[Records from a dataset]
* * *

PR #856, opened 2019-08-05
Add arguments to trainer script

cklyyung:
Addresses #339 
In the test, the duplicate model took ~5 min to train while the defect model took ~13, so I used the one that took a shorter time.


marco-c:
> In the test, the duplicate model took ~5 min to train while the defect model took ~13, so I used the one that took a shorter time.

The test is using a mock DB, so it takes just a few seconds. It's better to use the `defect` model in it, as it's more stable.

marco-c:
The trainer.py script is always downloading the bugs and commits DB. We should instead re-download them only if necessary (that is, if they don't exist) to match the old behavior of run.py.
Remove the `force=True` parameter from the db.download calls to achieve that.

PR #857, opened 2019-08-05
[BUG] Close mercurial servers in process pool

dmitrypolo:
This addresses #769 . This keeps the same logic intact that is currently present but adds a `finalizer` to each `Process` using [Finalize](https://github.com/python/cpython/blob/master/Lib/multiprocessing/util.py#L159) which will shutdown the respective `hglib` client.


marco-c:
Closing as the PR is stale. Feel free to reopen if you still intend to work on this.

* * *

ASSIGNED TASK:
Go through the data and gather every line that holds "while".

TASK RESPONSE:
In the test, the duplicate model took ~5 min to train while the defect model took ~13, so I used the one that took a shorter time.
> In the test, the duplicate model took ~5 min to train while the defect model took ~13, so I used the one that took a shorter time.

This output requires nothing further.